* The problem *
Where in the records does the word "mobile" appear? Copy each line that holds it.

(Stored items from a collection)
PR #533, opened 2024-07-30
Flex columns basics

dcsaszar:
### Todos

These need design or discussion:

* [x] Decide for UX of flex/grid/responsive grid. I could imagine this to be an enum-like control. But we could also keep flex/grid a toggle and conditionally show (or grey out) the responsive toggle.
* [ ] Implement read-only styling for the flex grow toggle switches.
* [x] Fix flex visualization (right padding) if the add-column button is not shown.
* [x] Small flex visualization fix: the left blue border of the leftmost flex column is not visible.
* [x] Make vertical column stretch in flex mode work (or decide to conditionally hide the option).
* [ ] Try to improve behavior if columns overflow the container. (See [here](https://www.bigbinary.com/blog/understanding-the-automatic-minimum-size-of-flex-items))


agessler:
@dcsaszar Looks good so far. The option for mobile adaption is not there, yet. 

d-flex ->  no mobile adaption linearization
d-md-flex -> mobile adaption linearization

src/Widgets/ColumnContainerWidget/ColumnContainerWidgetComponent.tsx
```diff
@@ -6,18 +6,33 @@ provideComponent(ColumnContainerWidget, ({ widget }) => {
...
-  const classNames = ['row', `align-items-${alignment}`]
+  const classNames = [`align-items-${alignment}`, isFlex ? 'd-flex' : 'row']
 
   return (
     <div className={classNames.join(' ')}>
       {columns.map((columnWidget) => {
+        const key = columnWidget.id()
+
+        if (isFlex) {
+          const className = 'flex-grow-0'
```
apepper: Could you also add `h-100`?

src/Widgets/ColumnContainerWidget/ColumnsEditorTab.tsx
```diff
@@ -204,12 +213,24 @@ const ColumnsEditor = connect(
...
     function adjustGrid(newGrid: number[]) {
       if (readOnly) return
+      adjustCols(newGrid)
+      adjustFlexGrowFromGrid(widget.get('columns'), newGrid)
+    }
+
+    function adjustGrow(newGrow: boolean[]) {
+      if (readOnly) return
+      const newGrid =
+        length === 5 ? [2, 2, 2, 2, 4] : newGrow.map(() => 12 / newGrow.length)
```
apepper, line 214: Where does `length` come from?

src/Widgets/ColumnContainerWidget/ColumnContainerWidgetComponent.tsx
```diff
@@ -5,29 +5,43 @@ provideComponent(ColumnContainerWidget, ({ widget }) => {
...
+          const className = flexGrow ? 'flex-grow-1' : undefined
+          return (
+            <ContentTag
+              key={key}
+              className={className}
+              content={columnWidget}
+              attribute="content"
+            />
+          )
+        }
```
apepper, line 29: I think it would be useful, if there is some spacing between the columns. The search input and the button of the next screenshot are placed in a flex column widget:

Screenshot 2024-07-31 at 11 41 04

apepper (changes requested):
FIRST-LOOK-FEEDBACK ([37ec93a](https://github.com/Scrivito/scrivito-portal-app/pull/533/commits/37ec93a03386c397ac0a44a0f6bbb644f0602df4))

Very nice 🚀! See my comments for the first look. There is probably more to come, but a really good start!

agessler:
@dcsaszar Here my solution..

### **without responsive adaption**
**wrapper class**
`d-flex`
**each column has this class**
`mx-2`

### **with responsive adaption**
**wrapper class**
`d-md-flex`
**each column has these classes**
`my-md-0 m-2`

src/Widgets/ColumnContainerWidget/ColumnContainerWidgetComponent.tsx
```diff
@@ -1,33 +1,76 @@
...
+  isResponsive: boolean
+  isStretch: boolean
+}
+
+const FlexColumn = connect(function FlexColumn({
+  columnWidget,
+  isResponsive,
+  isStretch,
+}: ColumnProps) {
+  const classNames = isResponsive ? ['my-md-0', 'm-2'] : ['mx-2']
```
apepper, line 45: The `m-2` does a margin to every column - also to the edges. With that there is "empty space" on the left and right of the column:

Screenshot 2024-08-06 at 09 40 23

Compare this to the "grid" version, where the left and right align with the other elements:

Screenshot 2024-08-06 at 09 40 35

src/Widgets/ColumnContainerWidget/ColumnContainerWidgetComponent.tsx
```diff
@@ -1,33 +1,76 @@
...
+  if (columnWidget.get('flexGrow')) classNames.push('flex-grow-1')
```
apepper, line 46: I noticed, that one "grow" column of two "grow" columns can take more space, than 50%. E.g. if the right grow column contains an image:

Screenshot 2024-08-06 at 10 08 03

Is this expected? By looking at the editor I would have expected to take "max 50%" of the available space. Is this a wrong expectation?

src/Widgets/ColumnContainerWidget/ColumnContainerWidgetComponent.tsx
```diff
@@ -1,33 +1,76 @@
...
+  if (isStretch && columnWidget.get('content').length < 2) {
+    classNames.push(isResponsive ? 'd-md-flex' : 'd-flex')
```
apepper, line 48: * [ ] This seems to not cover the full height (see middle column).
* [ ] Also this seems to make the left and middle column have less space available - which is unexpected to me:

Screenshot 2024-08-06 at 09 31 34
Screenshot 2024-08-06 at 09 31 30

src/Widgets/ColumnContainerWidget/ColumnsEditorTab.tsx
```diff
@@ -56,14 +63,23 @@ const ColumnsEditor = connect(
           }}
           readOnly={readOnly}
         />
+        <Switch
+          className="two_valued"
+          labels={['Grid', 'Flex']}
+          onClick={() =>
+            widget.update({ layoutMode: isFlex ? 'grid' : 'flex' })
+          }
+          title="Display mode"
```
apepper, line 72: The dialog version uses some "blue" color where mostly only green should be used:

Screenshot 2024-08-06 at 10 26 41


Compare this to the current `main` version:

Screenshot 2024-08-06 at 10 26 24

src/Widgets/ColumnContainerWidget/ColumnsEditorTab.tsx
```diff
@@ -566,3 +652,50 @@ function AlignmentDescription({ alignment }: { alignment: string | null }) {
...
+  className?: string
+  labels: string[]
+  onClick: () => void
+  title: string
+  value: number
+}) {
+  return (
+    <>
+      <div className="scrivito_detail_label">
+        <span style={{ fontSize: '11px' }}>{title}</span>
```
apepper, line 672: Is this `fontSize: '11px'` still needed?

apepper (changes requested):
FEEDBACK ([904ee45](https://github.com/Scrivito/scrivito-portal-app/pull/533/commits/904ee456d96ba3b1d8420afcac07b5b570a46614))

Wow, this is massiv 🚀!

Please see my comments for areas, that still need work.

src/Widgets/ColumnContainerWidget/ColumnContainerWidgetComponent.tsx
dcsaszar: Yes, this is intentional. Alex and I discussed this. Since there are many ways to use grid and flex which the current widget settings don't support (yet?) the idea is to provide two sane defaults as follows:
* The **grid** display is used for traditional multi-column layout, like columns in a newspaper which are aligned left and right with gaps in between.
* The **flex** display is used for horizontal stacks, with gaps between elements and spacing around.

The two will automatically look good for their respective use cases.
If you find a use case that requires flex but no outer spacing, we need to discuss the options.

apepper: I do have this use-case in mind:
Screenshot 2024-08-06 at 11 18 22

I would have expected, that the "Create new ticket" button is right aligned with the card-list below it.

src/Widgets/ColumnContainerWidget/ColumnContainerWidgetComponent.tsx
dcsaszar: > Is this a wrong expectation?
Yes, this is a consequence of how flex-grow works by default. And yes, the visualization can/will be misleading in these cases. Flex display is a tool for advanced editors.

src/Widgets/ColumnContainerWidget/ColumnContainerWidgetComponent.tsx
dcsaszar: > * [ ]  This seems to not cover the full height (see middle column).

* Our card widget has a bottom margin
* For grid display we use a workaround of a `h-100` wrapper, which through some CSS quirk moves the margin of the card to an invisible location, but only on desktop. In the **responsive** view the issue is **also visible for grid**.
* For flex the workaround will not work, b/c flex has no support for `h-100`.

So, actually I'd say the (only) unexpected behavior are desktop grid columns.
Maybe we should rethink card (and other?) widget margins in general and make them work in all cases, grid, flex, mobile, desktop.

> * [ ]  Also this seems to make the left and middle column have less space available - which is unexpected to me:

This is how flex works and how it's supposed to be for now. But I see that an average editor may expect a different
outcome. We should loop this feedback to Alex. Maybe there is some flex magic that leads to a more deterministic layout.

src/Widgets/ColumnContainerWidget/ColumnContainerWidgetComponent.tsx
apepper: > Currently flex columns are optimized/intended for using them in the white cards under the input form.

Can you describe this use-case further? Maybe provide a working copy where this is visible with the new gained functionality.

apepper:
Please resolve the conflicts in the PR.

apepper (approved):
LGTM ([e5efd26](https://github.com/Scrivito/scrivito-portal-app/pull/533/commits/e5efd26f2a26e8efd286e7276a0d98cccbb6def1))

Wow, nice work 🚀!

Kudos to @dcsaszar and @agessler to bring this over the finish line!

PR #548, opened 2024-08-05
Replace useDataItem() with useData().dataItem()

apepper:
useDataItem() might not return the most "top" item on the stack, if there is e.g. a "DataScope" on top of the stack. "useData()" will always return the newest thing on top of the stack, e.g. a "dataItem" or a "dataScope".

Follow up of https://github.com/Scrivito/scrivito-portal-app/pull/547.


dcsaszar (approved):
LGTM

PR #551, opened 2024-08-05
[circle] Use node version 18.18.

apepper:
Otherwise some package will complain, that they are not compatible.

Avoids "Unsupported engine" warnings, such as https://app.circleci.com/pipelines/github/Scrivito/scrivito-portal-app/1709/workflows/67bed7bd-0d09-4639-bfde-8061eacc69be/jobs/5272?invite=true#step-102-0_40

* Answer section *
@dcsaszar Looks good so far. The option for mobile adaption is not there, yet. 
d-flex ->  no mobile adaption linearization
d-md-flex -> mobile adaption linearization
Maybe we should rethink card (and other?) widget margins in general and make them work in all cases, grid, flex, mobile, desktop.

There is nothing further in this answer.